PR #922, opened 2025-03-28
fix: Download mods after password prompt

### LINKED ISSUE #781: Only auto-download mod after server password entry
> This should be changed later, moving mod downloading to after password and such

https://github.com/R2Northstar/NorthstarMods/pull/780/files#diff-a8f74a6287c84998fd4c7d86eeaf3e919cbcf2cbea96c1b20911dcf91b9e1271R59

_Originally posted by @ASpoonPlaysGames in https://github.com/R2Northstar/NorthstarMods/pull/780#discussion_r1445465316_

Alystrasz:
Rewrite some serverbrowser code to only download mods after password was prompted.
Basically, the  responsibility for handling server auth and connection has been transfered from `ThreadedAuthAndConnectToServer` (renamed to `ConnectToServer`) to `OnServerSelected_Threaded`, that is called beforehand. 

Closes #781.

---

#### Test cases

With a free-access server:
- **Join server:** authentication and connexion process should go as usual.

With a password-protected server:

* **Join server and enter correct prompt:** required mods should be downloaded and server joined;
* **Join server and enter wrong password:** wrong password menu should display, no mod download triggered;
* **Join server, then go back to the server browser:** nothing should happen here.

I tested these usecases with [s2s mod](https://github.com/uniboi/s2space) as required mod from my "Space battle" server, ping me on Discord if you need it up.

##### Current `main` behaviour (without this PR)

https://github.com/user-attachments/assets/82c9b87d-f2d4-4c73-901c-451b55001c23

*(Without this PR, joining a password-protected server will trigger MAD **before** password prompt.)*

##### With this PR

https://github.com/user-attachments/assets/4d88c65e-6dd1-4906-a179-79d803a405c7

*(Video showcasing the server connection processus. Players can connect to free-access servers; for password-protected servers, MAD only occurs when prompted password is correct.)*


Alystrasz:
Still works as described in videos, merging.

PR #17632, opened 2020-09-21
sys-cluster/charliecloud: Version bump to 0.19.

olifre:
This also adds Python 3.8 since https://bugs.gentoo.org/723490 is finally resolved.


sys-cluster/charliecloud/charliecloud-0.19.ebuild
```diff
@@ -0,0 +1,79 @@
...
+	SRC_URI="https://github.com/hpc/${PN}/archive/v${PV}.tar.gz -> ${P}.tar.gz"
+	KEYWORDS="~amd64 ~x86 ~x86-linux"
+fi
+
+DESCRIPTION="Lightweight user-defined software stacks for high-performance computing"
+HOMEPAGE="https://hpc.github.io/charliecloud/"
+
+SLOT="0"
+LICENSE="Apache-2.0"
+IUSE="ch-grow doc examples +pv +squashfs squashfuse"
```
juippis: What does the `pv` USE flag do here other than pull optional RDEPEND? You should put it under `optfeature`.

olifre: Completely correct, thanks for noticing! 
I have added it with `optfeature` now for both the ebuilds touched in the version bump.

juippis (approved):

PR #17633, opened 2020-09-21
dev-python/openpyxl: update to 3.0.5

winterheart:
Removed live version, updated to 3.0.5, updated SRC_URI and metadata.


dev-python/openpyxl/metadata.xml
# # # #
# What you will do
Using the listing above, gather each line that holds the string "user" and copy it.

# Written response
https://github.com/user-attachments/assets/82c9b87d-f2d4-4c73-901c-451b55001c23
https://github.com/user-attachments/assets/4d88c65e-6dd1-4906-a179-79d803a405c7
+DESCRIPTION="Lightweight user-defined software stacks for high-performance computing"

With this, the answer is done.